ASSIGNMENT: Search the records for the string "preserved", then copy each line where it appears.

MATERIAL FOR THE TASK:
PR #822, opened 2026-02-28
feat: Add Linux systemd support to VoiceServer (cross-platform auto-start)

espcoder:
## Summary

The VoiceServer scripts only supported macOS (launchctl/LaunchAgents). Linux users had no auto-start mechanism, so the voice server would stop working after every reboot or session end.

This PR adds full Linux support via **systemd user services** — no root access required.

### All 6 VoiceServer scripts updated with OS auto-detection (`uname -s`):

| Script | macOS | Linux |
|--------|-------|-------|
| `install.sh` | Creates `~/Library/LaunchAgents/*.plist` | Creates `~/.config/systemd/user/pai-voice-server.service` |
| `start.sh` | `launchctl load` | `systemctl --user start` |
| `stop.sh` | `launchctl unload` | `systemctl --user stop` |
| `restart.sh` | stop → start | `systemctl --user restart` |
| `status.sh` | `launchctl list` + `~/Library/Logs` | `systemctl --user status` + `journalctl` |
| `uninstall.sh` | Removes `.plist` | Removes `.service`, reloads daemon |

### Key Linux behaviors:
- **Log path**: `~/.local/share/pai/voice-server.log` (XDG-compliant)
- **Boot persistence**: `loginctl enable-linger` so service starts before first login
- **Port check**: Uses `ss` as fallback when `lsof` is unavailable
- **No root required**: All systemd operations use `--user` flag
- **macOS unchanged**: All macOS behavior is 100% preserved

Also includes the full `VoiceServer/` directory which was not previously tracked in this repo (the scripts existed only in local installations).

## Test Plan

- [ ] Linux: `./install.sh` creates service file at `~/.config/systemd/user/pai-voice-server.service`
- [ ] Linux: `systemctl --user status pai-voice-server` shows active after install
- [ ] Linux: Service auto-starts after reboot (with `loginctl enable-linger`)
- [ ] Linux: `./stop.sh`, `./start.sh`, `./restart.sh`, `./status.sh`, `./uninstall.sh` all work
- [ ] macOS: All existing behavior unchanged (`launchctl`, `LaunchAgents`, `~/Library/Logs`)
- [ ] Both: `curl http://localhost:8888/health` returns healthy response after install

**Tested on:** Ubuntu 24.04 LTS

Closes the Linux auto-start gap documented in `PLATFORM.md` item #3.

### DIFF
--- a/VoiceServer/install.sh
+++ b/VoiceServer/install.sh
@@ -1,0 +1,276 @@
+#!/bin/bash
+
+# Voice Server Installation Script
+# Supports macOS (LaunchAgent) and Linux (systemd user service)
+
+set -e
+
+# Colors for output
+RED='\033[0;31m'
+GREEN='\033[0;32m'
+YELLOW='\033[1;33m'
+BLUE='\033[0;34m'
+NC='\033[0m' # No Color
+
+# Configuration
+SCRIPT_DIR="$( cd "$( dirname "${BASH_SOURCE[0]}" )" && pwd )"
+ENV_FILE="$HOME/.env"
+OS=$(uname -s)
+
+# OS-specific paths
+if [[ "$OS" == "Darwin" ]]; then
+    SERVICE_NAME="com.pai.voice-server"
+    PLIST_PATH="$HOME/Library/LaunchAgents/${SERVICE_NAME}.plist"
+    LOG_PATH="$HOME/Library/Logs/pai-voice-server.log"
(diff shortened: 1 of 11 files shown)


espcoder:
Closing — this PR adds the entire VoiceServer directory which was never in the upstream repo, making the diff much larger than intended for a focused Linux support fix. Will revisit with a more focused approach once aligned with the project maintainer on the right contribution path.

PR #826, opened 2026-02-28
feat: Add VoiceServer with cross-platform Linux + macOS support

espcoder:
## Summary

Adds the VoiceServer component with full support for both macOS and Linux. All 6 management scripts auto-detect the OS via `uname -s` — no manual configuration needed.

- **macOS**: `launchctl` / `~/Library/LaunchAgents` (existing pattern preserved unchanged)
- **Linux**: `systemctl --user` / `~/.config/systemd/user/pai-voice-server.service`

## Platform Details

| | macOS | Linux |
|--|-------|-------|
| Service manager | launchctl / LaunchAgent plist | systemd user service |
| Log path | `~/Library/Logs/pai-voice-server.log` | `~/.local/share/pai/voice-server.log` |
| Auto-start on boot | RunAtLoad plist key | `loginctl enable-linger` |
| Root required | No | No |

## Scripts included

`install.sh` · `start.sh` · `stop.sh` · `restart.sh` · `status.sh` · `uninstall.sh`

## Implementation notes

- Port cleanup is scoped to PAI `bun`/`server.ts` processes only — never kills unrelated processes on port 8888
- Graceful shutdown: SIGTERM with 3s grace period before SIGKILL fallback
- API key parsing uses `cut -d'=' -f2-` to correctly handle base64 keys containing `=`
- `ss` port check uses portable `grep -o` instead of `grep -oP` (works on Alpine/RHEL/older systems)
- `loginctl enable-linger` failure produces a visible warning with fix instructions instead of silently swallowing
- Single `curl` call in `status.sh` (response cached, not fetched twice)

## Test Plan

- [ ] Linux: `./install.sh` creates `~/.config/systemd/user/pai-voice-server.service`
- [ ] Linux: `systemctl --user status pai-voice-server` shows active after install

ANSWER TO THIS TASK:
- **macOS unchanged**: All macOS behavior is 100% preserved
- **macOS**: `launchctl` / `~/Library/LaunchAgents` (existing pattern preserved unchanged)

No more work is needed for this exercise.